The name of the game is odor obedience! In addition to developing a strong desire to hunt, we also want to teach our dog to stay at source. Odor Obedience means that odor means everything and the dog has a high desire to find and stay at source under all conditions (i.e, distractions).
To emphasize the desired behavior for staying at source, we add in some mild proofing. Proofing should NOT mean we set our dogs up to fail. Our goal with proofing is to create confidence on the dog’s part to ignore distractions and to stay at the source of the odor. We add the proofing challenges only in increments that the dog can handle and we keep the reinforcement high for success. We let them figure out how to continue to get the reward, even amidst distractions, but we don’t let them feel like they are being set up to fail. Having a high reinforcement history at odor before introducing distractions helps the dogs and owners to be clear about the lesson and sets everyone up for success.
Dogs are proofed at source by 2 things: duration and ignoring distractions. We already started on some duration proofing. Now we will add some distraction proofing. We work duration or distractions one at a time and then build up to have both.
Here are some mild proofing games for staying at source:
- Adding in short duration at source, you’ve been doing this already when the dog waits for you to come in and reward over source.
- Luring with food away from source.
- Placing treats on the floor away from source.
- Tapping cold box to pull them off of source.
- Psyche! Standing by or walking toward cold box.
- Acting! Take a few steps past your dog at source.
Luring: After your dog finds source, either in your tin hand during It’s Your Choice, or on a container on the ground, reward at source and then try and lure them off with your food hand. They will usually fall for it but they won’t get any treats. When they go back to source, feed immediately and generously!
Food distraction: Set up your containers, and after your dog has found source and has been rewarded, hold out an open hand of treats off to the side or put a pile of treats on the ground away (where you can cover it up if they go for it) and then reward for staying or going back.
Tapping cold box: When working on 2 or more boxes, after your dog finds source, reward at source and then tap a cold box next to the hot box, trying to get them interested in checking it out. They will usually fall for it but they won’t get any treats. When they go back to source, feed immediately and generously!

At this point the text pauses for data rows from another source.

PR #298, opened 2022-10-25
Move API to api folder

sfriedowitz:
A straight refactor, moving the top-level interfaces into their own `api` folder. The only code update is in `learners.py` to correct a path calling `TrainingRow.build`.

### DIFF
--- a/python/lolopy/learners.py
+++ b/python/lolopy/learners.py
@@ -92,7 +92,7 @@ class BaseLoloLearner(BaseEstimator, metaclass=ABCMeta):
         assert weights_java.length() == len(X), "Weights copy failed"
 
         # Train the model
-        train_rows = self.gateway.jvm.io.citrine.lolo.TrainingRow.build(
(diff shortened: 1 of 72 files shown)


sfriedowitz:
Failed due to some dependency download issue...rebuilding

StevenKauwe:
@sfriedowitz, looks like the rebuild succeeded this time. :D

sfriedowitz:
@StevenKauwe it did indeed...so this seems ready to merge pending your approval 😉

StevenKauwe (approved):
LGTM.
quick question. where do these live?
`io.citrine.lolo.{DataGenerator, SeedRandomMixIn, etc.}`

sfriedowitz:
>quick question. where do these live?
>io.citrine.lolo.{DataGenerator, SeedRandomMixIn, etc.}

These are in the test code. So instead of `src/main`, they are in `src/test`, but the package path is mimicked on both sides.

PR #301, opened 2022-11-01
PLA-10549: Multi-task linear regression

sfriedowitz:
Adds a multi-task linear regression learner that trains independent single-task learners on each label.

### DIFF
--- a/src/main/scala/io/citrine/lolo/linear/MultiTaskLinearRegression.scala
+++ b/src/main/scala/io/citrine/lolo/linear/MultiTaskLinearRegression.scala
@@ -6,18 +6,25 @@ import io.citrine.random.Random
 case class MultiTaskLinearRegressionLearner(regParam: Option[Double] = None, fitIntercept: Boolean = true)
     extends MultiTaskLearner {
 
-  override def train(trainingData: Seq[TrainingRow[Vector[Any]]], rng: Random): MultiTaskTrainingResult = {
+  override def train(
+      trainingData: Seq[TrainingRow[Vector[Any]]],
+      rng: Random
+  ): MultiTaskLinearRegressionTrainingResult = {
     val rep = trainingData.head
     val repLabels = rep.label
     val numLabels = repLabels.length
-    assert(repLabels.forall(_.isInstanceOf[Double]))
+    assert(
+      repLabels.forall(_.isInstanceOf[Double]),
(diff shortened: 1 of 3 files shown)


src/main/scala/io/citrine/lolo/linear/MultiTaskLinearRegression.scala
```diff
@@ -0,0 +1,49 @@
+package io.citrine.lolo.linear
+
+import io.citrine.lolo.api.{MultiTaskLearner, MultiTaskModel, MultiTaskTrainingResult, ParallelModels, TrainingRow}
+import io.citrine.random.Random
+
+case class MultiTaskLinearRegressionLearner(regParam: Option[Double] = None, fitIntercept: Boolean = true)
```
sfriedowitz, line 6: I could definitely imagine cases in which someone would want to specify a single regParam per label. But our `Learner`s (and the associated settings structures in Mithril) are defined such that they do not need to know the # of labels when constructed. So that would require some slightly annoying validation on # params = # labels.

So I just left it at a single parameter for now.

src/main/scala/io/citrine/lolo/linear/MultiTaskLinearRegression.scala
```diff
@@ -0,0 +1,49 @@
...
+
+  override def train(
+      trainingData: Seq[TrainingRow[Vector[Any]]],
+      rng: Random
+  ): MultiTaskLinearRegressionTrainingResult = {
+    val rep = trainingData.head
+    val repLabels = rep.label
+    val numLabels = repLabels.length
+    assert(
+      repLabels.forall(_.isInstanceOf[Double]),
```
sfriedowitz, line 17: We still have a bit of a failure in the `MultiTaskLearner` interface such that it expects a learner to act on a label `Vector[Any]`, but this one is only defined for multi-task regression.

I don't want to go through that refactor right now so just going to define as this.

bfolie (approved):

src/main/scala/io/citrine/lolo/linear/MultiTaskLinearRegression.scala
bfolie: In the long run in Mithril it might make more sense for us to spin up a bunch of single-task linear learners instead of using multi-task linear learner, because then we can optimize the regularization parameter of each one individually. But this will work for now

PR #307, opened 2023-03-22
Create error types for not enough data

bfolie:
Having structured error messages here will help us catch the issue and return more actionable messages to users

### DIFF
--- a/src/main/scala/io/citrine/lolo/bags/BaggedTrainingError.scala
+++ b/src/main/scala/io/citrine/lolo/bags/BaggedTrainingError.scala
@@ -9,14 +9,14 @@ case class InsufficientTrainingDataException(
     numRows: Int,
     numRequired: Int
 ) extends BaggedTrainingError(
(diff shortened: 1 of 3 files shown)


src/main/scala/io/citrine/lolo/bags/BaggedTrainingError.scala
```diff
@@ -0,0 +1,22 @@
+package io.citrine.lolo.bags
+
+sealed trait BaggedTrainingError {
```
sfriedowitz, line 3: I think that this trait should extend `Exception` directly.

You can follow the usual pattern of making this a `sealed abstract class BaggedTrainingError(msg: String)` such that the message can be passed along to the base exception class.

bfolie: I realized something similar while testing locally, although I made it work by extending Throwable. Switching to sealed abstract class now...

sfriedowitz (approved):
GLTM

PR #308, opened 2023-03-23
bump sbt-ci-release version

bfolie:


sfriedowitz (approved):
Not sure the implications here, but LGTM

bfolie:
> Not sure the implications here, but LGTM

Clearly I wasn't either because it took me 5 tries to get a 2 line diff correct 😬 

The release to Maven Central is failing. I generated new keys and verified the Sonatype credentials, so the only other thing I can think of is to update the sbt-ci-release plugin.

PR #309, opened 2023-03-29
Bump Scala to 2.13.10

bfolie:


sfriedowitz (approved):
We can probably delete crossScalaVersions since we arent cross compiling anymore.

bfolie:
> We can probably delete crossScalaVersions since we arent cross compiling anymore.

I agree. But I want to make only one change at a time until we get this build issue fixed

PR #318, opened 2024-09-24
Add save and load method

mVenetos97:
#### Ticket: PNE-6225

Lolopy models do not currently have any methods to serialize/deserialize making them difficult to work with. This change adds save/load methods.


StevenKauwe:
Can you add a test for the save and load methods you have added?

StevenKauwe (approved):
lgtm

PR #320, opened 2024-09-24
PNE-6228: Replace Travis CI with Github Actions

mVenetos97:
Move from travis CI to github actions


.github/workflows/merge_workflow.yml
```diff
@@ -0,0 +1,103 @@
...
+
+env:
+  SCALA_VERSION: 2.13.8
+  JAVA_VERSION: 11
+
+jobs:
+  test:
+    runs-on: ubuntu-latest
+    strategy:
+      matrix:
```
StevenKauwe, line 18: Using a matrix here feels a bit awkward since you need custom logic for each. Might be more clear to have two separate jobs that run in parallel.

.github/workflows/merge_workflow.yml
```diff
@@ -0,0 +1,103 @@
...
+        test-type: ['scala', 'python']
+    steps:
+    - uses: actions/checkout@v2
+    - name: Set up JDK
+      if: matrix.test-type == 'scala'
+      uses: actions/setup-java@v2
+      with:
+        java-version: ${{ env.JAVA_VERSION }}
```
StevenKauwe, line 26: are these env vars set? I don't see them. Same with the secrets you reference.

.github/workflows/merge_workflow.yml
```diff
@@ -0,0 +1,103 @@
...
+    steps:
+    - uses: actions/checkout@v2
+    - name: Set up JDK
+      uses: actions/setup-java@v2
+      with:
+        java-version: ${{ env.JAVA_VERSION }}
+        distribution: 'adopt'
+    - name: Release to Maven Central
+      env:
+        PGP_PASSPHRASE: ${{ secrets.PGP_PASSPHRASE }}
```
StevenKauwe, line 79: what are these secrets? Have you set them? How do they get used?

.github/workflows/merge_workflow.yml
```diff
@@ -0,0 +1,103 @@
...
+    - name: Install dependencies for PyPI release
+      run: |
+        sudo apt-get install -y pandoc
+        cd python
+        make
+        pip install --only-binary=numpy,scipy -r requirements.txt
+    - name: Build and publish to PyPI
+      env:
+        TWINE_USERNAME: __token__
+        TWINE_PASSWORD: ${{ secrets.PYPI_API_TOKEN }}
```
StevenKauwe, line 97: Is this the same token as from the repo used by our other python libraries (citrine-python & gemd-python)?

.github/workflows/tests.yml
```diff
@@ -39,8 +39,8 @@ jobs:
     strategy:
       fail-fast: false
       matrix:
-        python-version: ["3.8", "3.9", "3.10", "3.11", "3.12"]
-        os: [ubuntu-latest, windows-latest, macos-latest]
+        python-version: ["3.8"]
+        os: [ubuntu-latest]
```
mVenetos97, line 43: An earlier commit had python 3.8-3.12 and also had mac and windows OS. Unfortunately, it looks like lolo is not up to date so I reverted back to ubuntu and 3.8. I plan to make another PR to bring lolo into the present

.github/workflows/merge_workflow.yml
mVenetos97: Good point, I split into separate jobs.

.github/workflows/merge_workflow.yml
mVenetos97: No, I just have them set in the yml itself

.github/workflows/merge_workflow.yml
mVenetos97: These are for deploying and they are set in Github

.github/workflows/merge_workflow.yml
mVenetos97: Yes but I dont think you can share them across our libraries

StevenKauwe (approved):
lgtm?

Psyche! Stand by a cold container or walk toward a cold area. As handlers we tend to stare at, lean over or walk toward known hide/hot box. From the very beginning we want our dog’s to think that we know nothing about odor and how to find it! To counteract our accidental cues to the correct box, we’ll pysche them out by walking toward/standing near/leaning over a cold box to try and convince them we *think* we know where the source is.
Acting. When your dog finds source, keep walking a few steps and then mark their great find. Start with just a step away and build up to a few more. This will be more like how you may handle when it’s “blind” when you don’t know where the odor is. It’s important in our training to not give any clues we know where odor is to prepare for future trialing and running blind hide placements.
NOTE: When practicing these proofing games, do NOT do a bunch in a row or don’t try all in the same session. Mix in sessions where you do not proof and then only proof sparingly. After trying one of the proofing games, set up another search and end with lots of reward without any proofing.